If other people never hear someone linguistically marking their belief states
with reliability indicators (even when their statements clearly need them by
common phrasing norms), then the listeners will have much less reason to
believe the speaker uses any reliability metrics internally, and that is just
sloppy thinking. This is, I believe, the reasoning behind listeners believing
that speakers who never use something like "I think" are "know it all's" who
take their own opinions as gospel. If you want people to know your internal
knowledge representations carry proper markers of fallibility, communicate
that part of the representations in your words. That is the common norm, and
other people aren't mind readers to know you mean different.

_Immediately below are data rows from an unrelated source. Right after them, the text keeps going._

PR #1124, opened 2021-05-31
ControllerPreAuthenticatedSecurityHeaderFilter: add ingress-nginx auth-tls-* annotations support

sergeysedoy97:
It is possible to enable Client Certificate Authentication using additional annotations in Ingress Rule.

The following headers are sent to the upstream service according to the `auth-tls-*` annotations:

* `ssl-client-issuer-dn`: The issuer information of the client certificate.
Example: "CN=My CA"
* `ssl-client-subject-dn`: The subject information of the client certificate.
Example: "CN=My Client"

This PR adds support for this annotations without any global changes, you just need to overwrite the following properties:
`hawkbit.server.ddi.security.rp.cnHeader` and `hawkbit.server.ddi.security.rp.sslIssuerHashHeader`.


avgustinmm:
this commit is too old and outdated - has a conflicts 
doesn't contain documentation for users of that feature.
it also made a little bit complicated treating of CN header - could be CN or DN which is not good for security matters.
Also it seems that mapping of DN to CN could be made at nginx level - https://eclipse.dev/hawkbit/concepts/authentication/
So, I'd close the PR. 
@sergeysedoy97, if you still have interest this PR to become a part of hawkBit I could reopen it and we could proceed with conversations.

PR #1125, opened 2021-06-02
Feature/speedup quota tests

a-sayyed:
Reduced the number of entities created in tests to hit quota limits faster


floruschbaschan (commented):
I just found some minor improvements. In addition, while checking the quota logs I noticed in `tooMuchDeploymentActionMessagesInFeedback` inside of `DdiDeploymentBaseTest` we are creating nearly the double amount of the allowed quota:
```
        for (int i = 0; i < 51; i++) {
            messages.add(String.valueOf(i));
        }
```
Here we could also use the default value defined within the `QuotaManagement`:
```
        for (int i = 0; i < quotaManagement.getMaxMessagesPerActionStatus() + 1; i++) {
            messages.add(String.valueOf(i));
        }
```

hawkbit-rest/hawkbit-ddi-resource/src/test/java/org/eclipse/hawkbit/ddi/rest/resource/DdiDeploymentBaseTest.java
```diff
@@ -567,7 +567,7 @@ public void tooMuchDeploymentActionMessagesInFeedback() throws Exception {
                 .get(0);
 
         final List<String> messages = new ArrayList<>();
-        for (int i = 0; i < 51; i++) {
```
floruschbaschan, line 570: You need to reach the limit here:
`quotaManagement.getMaxMessagesPerActionStatus() + 1`

hawkbit-repository/hawkbit-repository-jpa/src/test/java/org/eclipse/hawkbit/repository/jpa/RolloutGroupManagementTest.java
```diff
@@ -44,11 +44,11 @@ public void nonExistingEntityAccessReturnsNotPresent() {
...
             + " by means of throwing EntityNotFoundException.")
     @ExpectEvents({ @Expect(type = RolloutDeletedEvent.class, count = 0),
-            @Expect(type = RolloutGroupCreatedEvent.class, count = 10),
-            @Expect(type = RolloutGroupUpdatedEvent.class, count = 10),
+            @Expect(type = RolloutGroupCreatedEvent.class, count = 5),
+            @Expect(type = RolloutGroupUpdatedEvent.class, count = 5),
             @Expect(type = DistributionSetCreatedEvent.class, count = 1),
             @Expect(type = SoftwareModuleCreatedEvent.class, count = 3),
-            @Expect(type = RolloutUpdatedEvent.class, count = 1), @Expect(type = TargetCreatedEvent.class, count = 10),
+            @Expect(type = RolloutUpdatedEvent.class, count = 1), @Expect(type = TargetCreatedEvent.class, count = 5),
```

Also, listeners can make good use of reliability markers from speakers, and so
would like them. Such markers can communicate helpful information (close or
distant source, checked validity or not, fits well with other knowns or not,
reasoning from one person or checked over by many), so why leave them out?
Inclusion costs so little, and omission risks unnecessary confusion.

This is basic communication practice; if you don't mean to communicate to
others that you consider yourself very certain on some matter, then you
shouldn't send the type of messages to others that you know they will
interpret as you saying you are very certain on some matter.

------
benackles
Elon Musk is the next Steve Jobs. What Jobs did for computing, Musk is doing
for Space exploration. In this video he displays many of the same signs of a
"reality distortion field". He describes quite candidly what the general
public thinks is crazy and unachievable (especially in 2002). In some ways I
think his way of thinking is much more contrarian than Jobs. This year seems
to be a tipping point for how we (the average person) see the future of space.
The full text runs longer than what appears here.